▸ **INPUT MATERIAL**:
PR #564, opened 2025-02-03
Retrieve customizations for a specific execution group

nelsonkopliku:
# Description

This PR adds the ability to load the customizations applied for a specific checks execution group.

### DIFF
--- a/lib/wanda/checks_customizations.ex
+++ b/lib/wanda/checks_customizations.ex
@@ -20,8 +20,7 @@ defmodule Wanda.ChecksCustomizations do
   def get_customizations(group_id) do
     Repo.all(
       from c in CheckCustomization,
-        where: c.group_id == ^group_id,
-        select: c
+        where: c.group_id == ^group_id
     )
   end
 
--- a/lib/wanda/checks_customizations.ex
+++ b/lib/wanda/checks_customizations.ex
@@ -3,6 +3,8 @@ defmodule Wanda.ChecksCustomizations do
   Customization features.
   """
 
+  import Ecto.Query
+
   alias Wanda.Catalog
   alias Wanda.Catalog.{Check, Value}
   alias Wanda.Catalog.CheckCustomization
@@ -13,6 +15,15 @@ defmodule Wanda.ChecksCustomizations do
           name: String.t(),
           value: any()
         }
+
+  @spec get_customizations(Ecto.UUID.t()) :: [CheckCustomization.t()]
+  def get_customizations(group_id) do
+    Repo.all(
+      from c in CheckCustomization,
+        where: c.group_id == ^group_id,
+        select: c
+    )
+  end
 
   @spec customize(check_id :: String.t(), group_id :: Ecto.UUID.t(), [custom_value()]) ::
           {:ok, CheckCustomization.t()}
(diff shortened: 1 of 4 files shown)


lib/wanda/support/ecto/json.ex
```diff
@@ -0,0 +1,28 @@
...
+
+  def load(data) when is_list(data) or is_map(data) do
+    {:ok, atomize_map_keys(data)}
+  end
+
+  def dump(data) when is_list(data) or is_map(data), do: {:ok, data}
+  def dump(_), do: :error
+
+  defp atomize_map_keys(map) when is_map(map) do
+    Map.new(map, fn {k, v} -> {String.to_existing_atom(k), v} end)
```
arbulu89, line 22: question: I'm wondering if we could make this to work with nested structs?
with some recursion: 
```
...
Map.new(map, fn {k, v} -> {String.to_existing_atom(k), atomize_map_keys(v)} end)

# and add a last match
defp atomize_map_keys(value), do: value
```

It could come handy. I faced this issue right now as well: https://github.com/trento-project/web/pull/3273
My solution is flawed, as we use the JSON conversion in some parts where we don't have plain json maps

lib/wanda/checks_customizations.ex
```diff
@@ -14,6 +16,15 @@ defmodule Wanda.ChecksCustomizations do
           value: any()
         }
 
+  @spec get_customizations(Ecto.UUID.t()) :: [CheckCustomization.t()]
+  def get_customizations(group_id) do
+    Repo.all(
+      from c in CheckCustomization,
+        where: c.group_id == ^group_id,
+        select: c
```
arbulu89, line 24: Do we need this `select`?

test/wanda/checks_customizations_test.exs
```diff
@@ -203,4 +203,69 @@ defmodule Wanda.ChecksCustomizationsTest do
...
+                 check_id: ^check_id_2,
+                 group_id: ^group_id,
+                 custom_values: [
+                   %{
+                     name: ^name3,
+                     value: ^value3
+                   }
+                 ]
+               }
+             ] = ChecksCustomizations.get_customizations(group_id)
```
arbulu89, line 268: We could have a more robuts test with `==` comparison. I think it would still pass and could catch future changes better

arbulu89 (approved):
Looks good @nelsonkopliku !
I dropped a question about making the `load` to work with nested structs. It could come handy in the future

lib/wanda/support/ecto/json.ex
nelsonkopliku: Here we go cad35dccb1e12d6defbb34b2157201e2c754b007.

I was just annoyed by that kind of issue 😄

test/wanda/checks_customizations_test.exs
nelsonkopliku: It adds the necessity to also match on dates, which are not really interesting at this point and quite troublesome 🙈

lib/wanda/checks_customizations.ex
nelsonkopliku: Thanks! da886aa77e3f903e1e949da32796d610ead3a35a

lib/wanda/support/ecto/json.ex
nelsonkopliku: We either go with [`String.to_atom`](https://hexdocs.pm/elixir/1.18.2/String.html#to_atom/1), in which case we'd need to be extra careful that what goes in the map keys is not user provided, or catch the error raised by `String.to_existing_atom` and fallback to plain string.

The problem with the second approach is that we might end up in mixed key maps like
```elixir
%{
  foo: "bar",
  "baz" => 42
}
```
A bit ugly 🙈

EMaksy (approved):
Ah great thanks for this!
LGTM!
...
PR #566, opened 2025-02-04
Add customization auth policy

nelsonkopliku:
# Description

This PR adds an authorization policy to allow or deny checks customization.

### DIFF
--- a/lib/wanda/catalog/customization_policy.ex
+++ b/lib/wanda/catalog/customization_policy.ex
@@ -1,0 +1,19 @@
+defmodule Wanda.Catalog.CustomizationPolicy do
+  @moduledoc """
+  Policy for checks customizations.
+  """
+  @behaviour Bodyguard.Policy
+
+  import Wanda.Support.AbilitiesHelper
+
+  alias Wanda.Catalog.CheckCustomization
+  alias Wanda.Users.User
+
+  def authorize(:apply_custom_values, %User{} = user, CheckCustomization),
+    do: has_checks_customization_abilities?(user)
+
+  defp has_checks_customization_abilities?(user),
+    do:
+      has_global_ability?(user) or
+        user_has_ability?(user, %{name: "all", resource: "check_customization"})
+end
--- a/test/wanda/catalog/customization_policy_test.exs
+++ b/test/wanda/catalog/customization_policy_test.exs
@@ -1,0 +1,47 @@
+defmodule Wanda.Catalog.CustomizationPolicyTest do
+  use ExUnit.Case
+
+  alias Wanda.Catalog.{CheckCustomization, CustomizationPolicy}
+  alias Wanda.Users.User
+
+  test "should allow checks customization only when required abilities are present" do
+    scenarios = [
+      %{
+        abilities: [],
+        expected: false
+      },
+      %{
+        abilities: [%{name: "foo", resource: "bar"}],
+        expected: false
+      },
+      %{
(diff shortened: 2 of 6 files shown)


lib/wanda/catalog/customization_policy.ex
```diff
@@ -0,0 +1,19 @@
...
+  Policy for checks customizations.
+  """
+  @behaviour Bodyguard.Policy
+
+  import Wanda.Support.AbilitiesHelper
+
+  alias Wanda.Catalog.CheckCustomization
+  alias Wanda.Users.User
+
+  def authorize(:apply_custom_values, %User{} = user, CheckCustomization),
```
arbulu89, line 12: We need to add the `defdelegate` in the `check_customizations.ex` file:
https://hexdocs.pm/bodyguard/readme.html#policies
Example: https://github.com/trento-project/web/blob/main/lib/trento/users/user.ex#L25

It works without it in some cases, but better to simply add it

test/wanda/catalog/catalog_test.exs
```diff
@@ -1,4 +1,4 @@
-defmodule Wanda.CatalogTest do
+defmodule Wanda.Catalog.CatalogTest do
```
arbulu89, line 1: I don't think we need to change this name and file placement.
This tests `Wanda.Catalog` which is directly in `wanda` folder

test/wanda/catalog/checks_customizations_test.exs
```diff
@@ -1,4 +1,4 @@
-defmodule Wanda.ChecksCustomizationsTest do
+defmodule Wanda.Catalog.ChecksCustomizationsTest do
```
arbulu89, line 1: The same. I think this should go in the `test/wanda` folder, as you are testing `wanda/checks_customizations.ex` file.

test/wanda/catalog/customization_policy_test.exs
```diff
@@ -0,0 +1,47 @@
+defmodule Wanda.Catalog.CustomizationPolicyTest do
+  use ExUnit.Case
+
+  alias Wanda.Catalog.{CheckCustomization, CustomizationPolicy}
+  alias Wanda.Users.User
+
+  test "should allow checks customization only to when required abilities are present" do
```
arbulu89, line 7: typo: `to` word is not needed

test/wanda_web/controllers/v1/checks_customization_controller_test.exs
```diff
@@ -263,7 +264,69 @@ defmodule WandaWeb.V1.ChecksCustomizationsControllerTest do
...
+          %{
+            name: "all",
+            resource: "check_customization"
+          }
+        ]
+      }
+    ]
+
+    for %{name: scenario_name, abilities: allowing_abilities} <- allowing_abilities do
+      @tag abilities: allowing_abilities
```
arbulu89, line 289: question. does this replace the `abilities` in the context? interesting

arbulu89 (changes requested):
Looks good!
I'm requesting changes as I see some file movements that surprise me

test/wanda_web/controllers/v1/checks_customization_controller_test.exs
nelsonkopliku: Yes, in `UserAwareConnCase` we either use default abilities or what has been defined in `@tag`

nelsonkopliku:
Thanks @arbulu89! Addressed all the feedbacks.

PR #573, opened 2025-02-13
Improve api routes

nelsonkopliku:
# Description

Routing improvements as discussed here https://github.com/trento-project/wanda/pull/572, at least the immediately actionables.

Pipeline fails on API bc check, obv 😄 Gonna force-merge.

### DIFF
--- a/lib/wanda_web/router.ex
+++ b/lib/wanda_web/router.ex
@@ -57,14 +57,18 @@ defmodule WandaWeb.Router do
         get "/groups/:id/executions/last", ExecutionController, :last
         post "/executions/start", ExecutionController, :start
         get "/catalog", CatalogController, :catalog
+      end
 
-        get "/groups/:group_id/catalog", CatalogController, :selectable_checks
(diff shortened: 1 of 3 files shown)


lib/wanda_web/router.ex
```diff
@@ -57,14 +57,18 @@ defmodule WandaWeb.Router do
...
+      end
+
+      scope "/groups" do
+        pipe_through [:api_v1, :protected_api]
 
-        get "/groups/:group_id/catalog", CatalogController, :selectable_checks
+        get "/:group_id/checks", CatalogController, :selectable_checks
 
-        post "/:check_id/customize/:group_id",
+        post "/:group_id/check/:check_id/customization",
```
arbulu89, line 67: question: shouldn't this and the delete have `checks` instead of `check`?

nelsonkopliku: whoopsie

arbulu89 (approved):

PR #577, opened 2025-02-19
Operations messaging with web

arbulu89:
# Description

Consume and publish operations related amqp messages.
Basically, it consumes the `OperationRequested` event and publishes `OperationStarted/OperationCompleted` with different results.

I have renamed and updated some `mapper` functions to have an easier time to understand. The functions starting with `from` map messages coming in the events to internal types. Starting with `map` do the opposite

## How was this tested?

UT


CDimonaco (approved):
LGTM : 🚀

▸ **TASK DIRECTIONS**:
Give the number of lines in the records that hold the word "adds", with no other words.

▸ **ANSWER BOX**:
3